**SUPPLIED DATA:**
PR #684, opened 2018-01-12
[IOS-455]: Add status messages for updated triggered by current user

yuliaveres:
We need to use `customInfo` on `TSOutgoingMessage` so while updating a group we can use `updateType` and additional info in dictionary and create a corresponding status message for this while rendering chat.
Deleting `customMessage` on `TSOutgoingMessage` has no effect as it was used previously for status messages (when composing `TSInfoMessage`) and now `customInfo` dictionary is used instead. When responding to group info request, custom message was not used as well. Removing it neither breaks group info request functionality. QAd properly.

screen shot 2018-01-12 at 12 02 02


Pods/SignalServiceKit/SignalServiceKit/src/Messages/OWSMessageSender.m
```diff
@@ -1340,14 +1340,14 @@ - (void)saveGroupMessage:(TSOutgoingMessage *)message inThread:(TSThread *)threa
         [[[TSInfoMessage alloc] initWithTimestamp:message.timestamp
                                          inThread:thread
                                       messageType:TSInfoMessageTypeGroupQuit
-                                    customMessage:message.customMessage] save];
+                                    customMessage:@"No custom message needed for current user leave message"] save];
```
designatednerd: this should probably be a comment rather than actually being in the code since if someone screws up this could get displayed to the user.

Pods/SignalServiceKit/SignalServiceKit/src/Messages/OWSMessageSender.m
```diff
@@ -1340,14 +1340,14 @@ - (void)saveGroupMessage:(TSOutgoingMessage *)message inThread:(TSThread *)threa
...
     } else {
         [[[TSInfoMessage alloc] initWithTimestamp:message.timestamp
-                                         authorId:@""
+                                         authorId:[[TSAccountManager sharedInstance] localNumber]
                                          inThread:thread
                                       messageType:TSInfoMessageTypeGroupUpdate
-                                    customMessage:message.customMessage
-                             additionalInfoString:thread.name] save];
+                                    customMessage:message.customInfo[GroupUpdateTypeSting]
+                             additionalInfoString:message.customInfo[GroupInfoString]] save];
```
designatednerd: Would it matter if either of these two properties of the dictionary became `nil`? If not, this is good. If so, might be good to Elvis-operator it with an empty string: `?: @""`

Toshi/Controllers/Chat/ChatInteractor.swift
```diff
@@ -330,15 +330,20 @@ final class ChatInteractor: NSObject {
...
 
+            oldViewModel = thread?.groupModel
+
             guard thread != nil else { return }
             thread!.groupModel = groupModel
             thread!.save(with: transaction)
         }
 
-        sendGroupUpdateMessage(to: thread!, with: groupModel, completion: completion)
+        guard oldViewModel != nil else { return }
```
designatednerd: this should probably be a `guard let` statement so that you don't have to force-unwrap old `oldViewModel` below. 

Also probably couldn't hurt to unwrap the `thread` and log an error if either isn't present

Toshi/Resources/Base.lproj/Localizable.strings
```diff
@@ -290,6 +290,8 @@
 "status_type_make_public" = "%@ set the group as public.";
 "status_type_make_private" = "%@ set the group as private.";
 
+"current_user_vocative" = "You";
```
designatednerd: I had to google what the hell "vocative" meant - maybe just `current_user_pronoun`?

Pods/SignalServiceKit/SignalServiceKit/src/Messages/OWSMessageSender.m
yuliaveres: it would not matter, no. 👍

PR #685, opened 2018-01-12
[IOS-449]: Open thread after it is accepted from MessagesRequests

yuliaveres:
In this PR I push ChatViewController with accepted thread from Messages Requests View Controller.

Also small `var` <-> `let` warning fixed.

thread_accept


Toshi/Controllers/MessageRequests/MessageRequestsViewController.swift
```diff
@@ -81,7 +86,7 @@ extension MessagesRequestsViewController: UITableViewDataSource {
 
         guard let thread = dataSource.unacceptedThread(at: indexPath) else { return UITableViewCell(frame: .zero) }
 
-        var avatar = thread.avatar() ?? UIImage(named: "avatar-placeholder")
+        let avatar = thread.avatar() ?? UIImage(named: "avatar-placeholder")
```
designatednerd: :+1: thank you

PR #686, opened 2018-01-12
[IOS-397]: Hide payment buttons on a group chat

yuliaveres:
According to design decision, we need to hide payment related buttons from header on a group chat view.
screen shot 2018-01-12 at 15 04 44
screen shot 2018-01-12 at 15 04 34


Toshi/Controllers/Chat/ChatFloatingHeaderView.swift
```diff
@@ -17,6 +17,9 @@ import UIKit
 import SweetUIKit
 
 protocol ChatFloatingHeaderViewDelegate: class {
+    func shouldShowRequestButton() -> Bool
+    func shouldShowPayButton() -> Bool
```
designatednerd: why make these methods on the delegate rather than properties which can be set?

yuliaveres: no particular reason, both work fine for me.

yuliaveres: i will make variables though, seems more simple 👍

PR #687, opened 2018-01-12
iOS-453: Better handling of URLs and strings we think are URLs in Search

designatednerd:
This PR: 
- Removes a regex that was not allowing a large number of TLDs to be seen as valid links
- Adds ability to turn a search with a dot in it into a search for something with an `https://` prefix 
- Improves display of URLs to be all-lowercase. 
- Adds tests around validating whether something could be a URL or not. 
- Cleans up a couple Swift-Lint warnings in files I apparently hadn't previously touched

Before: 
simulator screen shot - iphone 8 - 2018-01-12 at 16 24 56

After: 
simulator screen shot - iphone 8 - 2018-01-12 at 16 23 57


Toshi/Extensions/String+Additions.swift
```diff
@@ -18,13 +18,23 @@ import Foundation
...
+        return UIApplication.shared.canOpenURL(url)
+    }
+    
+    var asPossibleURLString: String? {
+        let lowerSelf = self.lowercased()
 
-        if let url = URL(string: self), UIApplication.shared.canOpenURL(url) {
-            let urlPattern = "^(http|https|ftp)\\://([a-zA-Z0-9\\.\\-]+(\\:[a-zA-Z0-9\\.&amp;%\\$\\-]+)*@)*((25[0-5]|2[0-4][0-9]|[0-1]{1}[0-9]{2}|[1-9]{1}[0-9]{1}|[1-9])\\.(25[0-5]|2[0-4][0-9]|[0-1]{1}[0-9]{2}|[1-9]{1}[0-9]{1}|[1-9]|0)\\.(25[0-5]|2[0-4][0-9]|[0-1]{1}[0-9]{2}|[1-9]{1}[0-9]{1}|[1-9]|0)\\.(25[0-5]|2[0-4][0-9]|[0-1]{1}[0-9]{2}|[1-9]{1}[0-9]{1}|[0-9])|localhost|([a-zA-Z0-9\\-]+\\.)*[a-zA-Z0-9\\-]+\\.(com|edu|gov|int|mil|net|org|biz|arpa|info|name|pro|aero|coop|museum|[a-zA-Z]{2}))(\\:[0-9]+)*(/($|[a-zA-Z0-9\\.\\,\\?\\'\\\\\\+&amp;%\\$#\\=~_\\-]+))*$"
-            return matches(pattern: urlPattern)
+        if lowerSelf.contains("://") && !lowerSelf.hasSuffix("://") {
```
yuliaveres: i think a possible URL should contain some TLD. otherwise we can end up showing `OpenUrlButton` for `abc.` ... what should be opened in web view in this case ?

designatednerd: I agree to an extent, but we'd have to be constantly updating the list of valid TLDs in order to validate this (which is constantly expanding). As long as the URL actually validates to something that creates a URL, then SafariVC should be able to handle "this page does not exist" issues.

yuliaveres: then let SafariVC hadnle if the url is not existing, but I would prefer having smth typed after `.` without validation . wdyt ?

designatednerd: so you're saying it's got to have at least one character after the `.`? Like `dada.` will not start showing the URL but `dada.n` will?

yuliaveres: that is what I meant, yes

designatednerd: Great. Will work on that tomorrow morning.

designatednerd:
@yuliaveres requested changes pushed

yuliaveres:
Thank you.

**TASK DESCRIPTION:**
Could you retype every line of the data exactly?

**RESPONSE TO THIS EXERCISE:**
PR #684, opened 2018-01-12
[IOS-455]: Add status messages for updated triggered by current user

yuliaveres:
We need to use `customInfo` on `TSOutgoingMessage` so while updating a group we can use `updateType` and additional info in dictionary and create a corresponding status message for this while rendering chat.
Deleting `customMessage` on `TSOutgoingMessage` has no effect as it was used previously for status messages (when composing `TSInfoMessage`) and now `customInfo` dictionary is used instead. When responding to group info request, custom message was not used as well. Removing it neither breaks group info request functionality. QAd properly.

screen shot 2018-01-12 at 12 02 02


Pods/SignalServiceKit/SignalServiceKit/src/Messages/OWSMessageSender.m
```diff
@@ -1340,14 +1340,14 @@ - (void)saveGroupMessage:(TSOutgoingMessage *)message inThread:(TSThread *)threa
         [[[TSInfoMessage alloc] initWithTimestamp:message.timestamp
                                          inThread:thread
                                       messageType:TSInfoMessageTypeGroupQuit
-                                    customMessage:message.customMessage] save];
+                                    customMessage:@"No custom message needed for current user leave message"] save];
```
designatednerd: this should probably be a comment rather than actually being in the code since if someone screws up this could get displayed to the user.

Pods/SignalServiceKit/SignalServiceKit/src/Messages/OWSMessageSender.m
```diff
@@ -1340,14 +1340,14 @@ - (void)saveGroupMessage:(TSOutgoingMessage *)message inThread:(TSThread *)threa
...
     } else {
         [[[TSInfoMessage alloc] initWithTimestamp:message.timestamp
-                                         authorId:@""
+                                         authorId:[[TSAccountManager sharedInstance] localNumber]
                                          inThread:thread
                                       messageType:TSInfoMessageTypeGroupUpdate
-                                    customMessage:message.customMessage
-                             additionalInfoString:thread.name] save];
+                                    customMessage:message.customInfo[GroupUpdateTypeSting]
+                             additionalInfoString:message.customInfo[GroupInfoString]] save];
```
designatednerd: Would it matter if either of these two properties of the dictionary became `nil`? If not, this is good. If so, might be good to Elvis-operator it with an empty string: `?: @""`

Toshi/Controllers/Chat/ChatInteractor.swift
```diff
@@ -330,15 +330,20 @@ final class ChatInteractor: NSObject {
...
 
+            oldViewModel = thread?.groupModel
+
             guard thread != nil else { return }
             thread!.groupModel = groupModel
             thread!.save(with: transaction)
         }
 
-        sendGroupUpdateMessage(to: thread!, with: groupModel, completion: completion)
+        guard oldViewModel != nil else { return }
```
designatednerd: this should probably be a `guard let` statement so that you don't have to force-unwrap old `oldViewModel` below. 

Also probably couldn't hurt to unwrap the `thread` and log an error if either isn't present

Toshi/Resources/Base.lproj/Localizable.strings
```diff
@@ -290,6 +290,8 @@
 "status_type_make_public" = "%@ set the group as public.";
 "status_type_make_private" = "%@ set the group as private.";
 
+"current_user_vocative" = "You";
```
designatednerd: I had to google what the hell "vocative" meant - maybe just `current_user_pronoun`?

Pods/SignalServiceKit/SignalServiceKit/src/Messages/OWSMessageSender.m
yuliaveres: it would not matter, no. 👍

PR #685, opened 2018-01-12
[IOS-449]: Open thread after it is accepted from MessagesRequests

yuliaveres:
In this PR I push ChatViewController with accepted thread from Messages Requests View Controller.

Also small `var` <-> `let` warning fixed.

thread_accept


Toshi/Controllers/MessageRequests/MessageRequestsViewController.swift
```diff
@@ -81,7 +86,7 @@ extension MessagesRequestsViewController: UITableViewDataSource {
 
         guard let thread = dataSource.unacceptedThread(at: indexPath) else { return UITableViewCell(frame: .zero) }
 
-        var avatar = thread.avatar() ?? UIImage(named: "avatar-placeholder")
+        let avatar = thread.avatar() ?? UIImage(named: "avatar-placeholder")
```
designatednerd: :+1: thank you

PR #686, opened 2018-01-12
[IOS-397]: Hide payment buttons on a group chat

yuliaveres:
According to design decision, we need to hide payment related buttons from header on a group chat view.
screen shot 2018-01-12 at 15 04 44
screen shot 2018-01-12 at 15 04 34


Toshi/Controllers/Chat/ChatFloatingHeaderView.swift
```diff
@@ -17,6 +17,9 @@ import UIKit
 import SweetUIKit
 
 protocol ChatFloatingHeaderViewDelegate: class {
+    func shouldShowRequestButton() -> Bool
+    func shouldShowPayButton() -> Bool
```
designatednerd: why make these methods on the delegate rather than properties which can be set?

yuliaveres: no particular reason, both work fine for me.

yuliaveres: i will make variables though, seems more simple 👍

PR #687, opened 2018-01-12
iOS-453: Better handling of URLs and strings we think are URLs in Search

designatednerd:
This PR: 
- Removes a regex that was not allowing a large number of TLDs to be seen as valid links
- Adds ability to turn a search with a dot in it into a search for something with an `https://` prefix 
- Improves display of URLs to be all-lowercase. 
- Adds tests around validating whether something could be a URL or not. 
- Cleans up a couple Swift-Lint warnings in files I apparently hadn't previously touched

Before: 
simulator screen shot - iphone 8 - 2018-01-12 at 16 24 56

After: 
simulator screen shot - iphone 8 - 2018-01-12 at 16 23 57


Toshi/Extensions/String+Additions.swift
```diff
@@ -18,13 +18,23 @@ import Foundation
...
+        return UIApplication.shared.canOpenURL(url)
+    }
+    
+    var asPossibleURLString: String? {
+        let lowerSelf = self.lowercased()
 
-        if let url = URL(string: self), UIApplication.shared.canOpenURL(url) {
-            let urlPattern = "^(http|https|ftp)\\://([a-zA-Z0-9\\.\\-]+(\\:[a-zA-Z0-9\\.&amp;%\\$\\-]+)*@)*((25[0-5]|2[0-4][0-9]|[0-1]{1}[0-9]{2}|[1-9]{1}[0-9]{1}|[1-9])\\.(25[0-5]|2[0-4][0-9]|[0-1]{1}[0-9]{2}|[1-9]{1}[0-9]{1}|[1-9]|0)\\.(25[0-5]|2[0-4][0-9]|[0-1]{1}[0-9]{2}|[1-9]{1}[0-9]{1}|[1-9]|0)\\.(25[0-5]|2[0-4][0-9]|[0-1]{1}[0-9]{2}|[1-9]{1}[0-9]{1}|[0-9])|localhost|([a-zA-Z0-9\\-]+\\.)*[a-zA-Z0-9\\-]+\\.(com|edu|gov|int|mil|net|org|biz|arpa|info|name|pro|aero|coop|museum|[a-zA-Z]{2}))(\\:[0-9]+)*(/($|[a-zA-Z0-9\\.\\,\\?\\'\\\\\\+&amp;%\\$#\\=~_\\-]+))*$"
-            return matches(pattern: urlPattern)
+        if lowerSelf.contains("://") && !lowerSelf.hasSuffix("://") {
```
yuliaveres: i think a possible URL should contain some TLD. otherwise we can end up showing `OpenUrlButton` for `abc.` ... what should be opened in web view in this case ?

designatednerd: I agree to an extent, but we'd have to be constantly updating the list of valid TLDs in order to validate this (which is constantly expanding). As long as the URL actually validates to something that creates a URL, then SafariVC should be able to handle "this page does not exist" issues.

yuliaveres: then let SafariVC hadnle if the url is not existing, but I would prefer having smth typed after `.` without validation . wdyt ?

designatednerd: so you're saying it's got to have at least one character after the `.`? Like `dada.` will not start showing the URL but `dada.n` will?

yuliaveres: that is what I meant, yes

designatednerd: Great. Will work on that tomorrow morning.

designatednerd:
@yuliaveres requested changes pushed

yuliaveres:
Thank you.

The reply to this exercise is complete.